Speaking of Google, consumers shopping the web can perform a quick search to confirm whether a business is trustworthy. If you Google the business name, and add “reviews” or “customer reviews” you’ll likely get some feedback on the legitimacy of the brand as well as the quality of its product or service.
6) Screen for bias.
As you can see, determining credibility on the web requires the same set of skills of a professional journalist or researcher. It involves fact-checking and questioning the information that lands on your desktop.

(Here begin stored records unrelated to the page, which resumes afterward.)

Issue #381, opened 2022-11-16
Integrate Google Analytics and Hubspot with Registration Page


dyaffe:
**Background**
PLG requires that we integrate analytics and CRM to capture leads and automate responses.  Our chosen systems for that, so far, are Hubspot and Google Analytics and we should integrate those.

**Hubspot**
Hubspot has a [form api](https://legacydocs.hubspot.com/docs/methods/forms/submit_form), which appears to be the best thing to integrate with our internal forms.  Here is the embed code for it which I believe has all the information we'd need to use it (ex. portal ID and form ID):

```
<script charset="utf-8" type="text/javascript" src="//js.hsforms.net/forms/embed/v2.js"></script>
<script>
  hbspt.forms.create({
    region: "na1",
    portalId: "8635875",
    formId: "1e475d85-2300-42b3-babf-9c179af2ac9f"
  });
</script>
```

**Google Analytics**
GA is integrated through Google tag manager and this gets slightly more complicated.  If we integrate Google Tag manager into the page, everything can be managed through that.  Here are instructions on how to do so:

Paste this code as high in the <head> of the page as possible:
```
<!-- Google Tag Manager -->
<script>(function(w,d,s,l,i){w[l]=w[l]||[];w[l].push({'gtm.start':
new Date().getTime(),event:'gtm.js'});var f=d.getElementsByTagName(s)[0],
j=d.createElement(s),dl=l!='dataLayer'?'&l='+l:'';j.async=true;j.src=
'https://www.googletagmanager.com/gtm.js?id='+i+dl;f.parentNode.insertBefore(j,f);
})(window,document,'script','dataLayer','GTM-WK8SB2L');</script>
<!-- End Google Tag Manager -->
```

Paste this code immediately after the <body> tag:
```
<!-- Google Tag Manager (noscript) -->
<noscript><iframe src="https://www.googletagmanager.com/ns.html?id=GTM-WK8SB2L"
height="0" width="0" style="display:none;visibility:hidden"></iframe></noscript>
<!-- End Google Tag Manager (noscript) -->
```

PR #395, opened 2022-12-01
Add consent management trial and Tag manager

travjenkins:
## Changes

1. Add in Google tag manager and settings
2. Trial out Osano for compliance. This is starting in LISTENING mode first so should have no impact on users.

## Tests

N/A

## Issues

Fixes https://github.com/estuary/ui/issues/381

## Content

There is some content but it is coming from Osano and not customizable without paying... also might be best to not mess with it to reduce chance of issues with compliance.

## Screenshots

Initial consent banner
image

Banner changes based on country
image
image
image

If Osano is running in discover/listening mode then we do not show any settings to configure
image

When running we show the tab
image

image

image


kiahna-tucker (approved):
Approved without manual review.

If you’re searching for information about politics and policies, ask yourself whether the organization behind the website has political affiliations or agendas. Opt for non-partisan sites with objective content and authors.
Also, informational data from major corporations should also be met with skepticism. While you may trust a business for a specific product, you might think twice before trusting their company data. For example, if a major sneaker company publishes a clinical study about the link between health and power-walking, don’t be surprised if their research entices you to buy their latest kicks. In this case, you’re better off trusting facts and figures from a study conducted by the American Podiatric Medical Association.
7) Balance, Stats and Attribution. As mentioned, anyone can claim they’re an expert. That’s because anyone can publish statistics online and claim them as facts.
But only a well-informed, reliable source will know to cite--as well as link to--the original source from which that statistic was published. They’ll also know not to pull outdated information.
Once you know the original source you can check the original study for key things like who wrote the study (an intern or research scholar?), when was the study conducted (2019 or 1997?), the purpose of the study (why was the study conducted?), and its methodology (did they survey 100 people or 1,000?).
Let’s break down a good example of credible sourcing. Steve Lohr, reporter for the New York Times, recently published an article titled New Yorkers Face a Training Gap for Tech Jobs, but a Study Finds Hope. The headline alone shows balance instead of bias, as there is no praising or blaming of any party or company. The reporter attributes his facts to a study conducted by a credible source, The Center for An Urban Future, an independent and nonpartisan organization, as opposed to a for-profit entity with an agenda. He also directly links to the original study .
In journalism school, rookie reporters are often taught to attribute, attribute, attribute. Look for websites that properly cite and link to sources that are credible, recent and relevant. This will professionalize your published works and elevate your expertise. Meanwhile, sharing false information or heavily biased news might harm your own online reputation. It’s your job to protect it.